Which lines have the string "index"? Copy all of them from the entries below.

*** Given information Section Begins ***

Issue #215, opened 2019-03-19
re-investigate view layer support


danmayer:
While stdlib Coverage doesn't support correct runtime line coverage of compiled view templates. I believe you can get a number of hits to an individual view file. This would still be very helpful in finding dead view files. We could likely give something similar to the Gem index view without the details layer for view files... the number of times eager loaded / executed for the full file.

If we could add any support for view files back, it would be a compelling feature.

danmayer:
This, by the way, was a real-world request for folks using the gem at my work ;)

danmayer:
My first attempt at this didn't go well... I will rethink this and perhaps give it another go

jjb:
Would definitely be interested in stats on if a file got 0 hits.

danmayer:
I believe I now have a good working model for this... but need to get the current memory issues/release under control first.

felix91gr:
Would love it if coverband could track view files usage. Not even in production: just in local development would be enough for me (not sarcastic at all: if there is a way to make it track views, I don't know it x3). Although in production would of course be awesome.

I found the gem precisely whilst looking for this functionality... will keep tabs on the thread, just in case you manage to make it work @danmayer <3

danmayer:
I have found a good solution and our other release is out, I should be able to work on this sometime in the next couple weeks.

danmayer:
You can follow along with the spike here, but view layer tracking at the file level at least should make the next release. https://github.com/danmayer/coverband/pull/306

danmayer:
The view tracker is live and probably could be considered out of alpha/beta as it has significant real-world production usage. 

Closing this

PR #306, opened 2019-07-30
add support for view layer tracking

danmayer:
This is just sharing the first spike on view file tracking for Coverband. This is currently porting my old library that did view layer tracking into Coverband. It proves that the method still works. It shows that it can add value quickly to folks already using Coverband. This addresses issue #215 

Screen Shot 2019-07-29 at 10 55 29 PM

Next, I will build this to better utilize some of the patterns in Coverband like background reporting, adapters, and web view reports.

---

Usage in `config/coverband.rb`:

```
config.track_views = true
```

example console usage:

```
> CoverbandViewTracker = Coverband::Collectors::ViewTracker.new(Coverband.configuration.store.send(:redis))
 => #<Coverband::Collectors::ViewTracker:0x00007fcea1a15028 @store=#<Redis client...

> CoverbandViewTracker.unused_views
 => ["app/views/posts/show.html.erb", "app/views/posts/new.html.erb", "app/views/layouts/mailer.html.erb"]
> CoverbandViewTracker.used_views
 => ["layouts/application", "app/views/layouts/_navbar.html.erb", "app/views/posts/_form.html.erb", "app/views/home/index.html.erb", "app/views/layouts/_sidebar.html.erb", "app/views/posts/edit.html.erb", "app/views/posts/index.html.erb"]
```


danmayer:
Obviously, a bunch more work to make this really ready, but take a look @kbaum and let me know if you see any blockers with the basic idea.

danmayer:
OK, take a look @kbaum while the html report view could be made much nicer, I believe this is ready to get merged as an optional feature in the next release.

This moved from inline reporting to reporting in the background, better usage of the adapter store concept, follows the Coverband ignore filters, by default filters out gem view files, etc... I believe all the functionality is there and now before release can just work on some polish.

You can check it out on Coverband Demo,

lib/coverband/collectors/view_tracker.rb
```diff
@@ -0,0 +1,120 @@
...
+        raise NotImplementedError, 'View Tracker requires Rails 4 or greater' unless self.class.supported_version?
+
+        @project_directory = File.expand_path(Coverband.configuration.root)
+        @ignore_patterns = Coverband.configuration.ignore
+        @store = options.fetch(:store) { Coverband.configuration.store }
+        @logger = options.fetch(:logger) { Coverband.configuration.logger }
+        @target = options.fetch(:target) { DEFAULT_TARGET }
+
+        @roots = options.fetch(:roots) { Coverband.configuration.all_root_patterns }
+        @roots = @roots.split(',') if @roots.is_a?(String)
```
kbaum: Feels a little funny that we have to do this in the collector class. Something we might want to clean up later.

lib/coverband/collectors/view_tracker.rb
```diff
@@ -0,0 +1,120 @@
...
+        # such as .html.erb or .js.erb
+        # http://edgeguides.rubyonrails.org/active_support_instrumentation.html#render_partial-action_view
+        ###
+        return unless (layout_file = payload[:layout])
+        return unless newly_seen_file?(layout_file)
+
+        logged_views << layout_file
+        views_to_record << layout_file if track_file?(layout_file)
+      end
+
```
kbaum: Does it make sense to extract a method here? Something like:

```ruby
def track_views(_name, _start, _finish, _id, payload)
  track_view(payload[:identifier])
  track_view(payload[:layout])
end

private

def track_view(file)
  if file && newly_seen_file?(file)
    logged_views << file
    views_to_record << file if track_file?(file)
  end
end
```

Not sure if that'll work.

danmayer: it does work, but this is the tight loop that runs during Rails web requests, multiple times, it runs on every render call. So we want to keep it as fast as possible. For that reason, I have avoided all extra method calls. I could document that perhaps?

lib/coverband/collectors/view_tracker.rb
danmayer: Yeah, I guess right now this class combines, collector, storage, and reporting concerns. It is nice in that it is small and contains pretty much everything, but does break some of the modularize concerns we had built. 

I think for now it is OK because it is nice to keep it small and compact, and I am not sure as we look at supporting a few different plugin / tools, if the current way we split things up will be flexible enough to support  that.

lib/coverband/collectors/view_tracker.rb
kbaum: Interesting. Kind of surprised that a few method calls would make a difference. We can test this kind of thing out once we have some solid benchmarking.

danmayer: yeah, I haven't really benchmarked this, but I know when I built it a few years ago it went through a few perf iterations. I can work on getting more benchmarks... I do believe for a rails app with a partial in a loop say table row partials, this can end up with hundreds of calls in a single page render.

jjb:
Should this section of the readme be updated? https://github.com/danmayer/coverband#known-issues

danmayer:
yeah I can update that @jjb although we still don't have a line for line coverage in view files, which in some sense is what I would really like ;)

updated

lib/coverband/collectors/view_tracker.rb
```diff
@@ -0,0 +1,124 @@
...
+        @ignore_patterns = Coverband.configuration.ignore
+        @store = options.fetch(:store) { Coverband.configuration.store }
+        @logger = options.fetch(:logger) { Coverband.configuration.logger }
+        @target = options.fetch(:target) { DEFAULT_TARGET }
+
+        @roots = options.fetch(:roots) { Coverband.configuration.all_root_patterns }
+        @roots = @roots.split(',') if @roots.is_a?(String)
+
+        @logged_views = []
+        @views_to_record = []
```
hosamaly, line 33: I beg your pardon, but may I ask why an array is a better choice here than a `Set`?

danmayer: Yeah, a set would make more sense and would be faster. That is a good idea, thanks @hosamaly, feel free to send a PR or I can add it to my feature list backlog.

hosamaly: I opened PR #418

*** Given information Section Ends ***

▸ Output of the exercise
While stdlib Coverage doesn't support correct runtime line coverage of compiled view templates. I believe you can get a number of hits to an individual view file. This would still be very helpful in finding dead view files. We could likely give something similar to the Gem index view without the details layer for view files... the number of times eager loaded / executed for the full file.
 => ["layouts/application", "app/views/layouts/_navbar.html.erb", "app/views/posts/_form.html.erb", "app/views/home/index.html.erb", "app/views/layouts/_sidebar.html.erb", "app/views/posts/edit.html.erb", "app/views/posts/index.html.erb"]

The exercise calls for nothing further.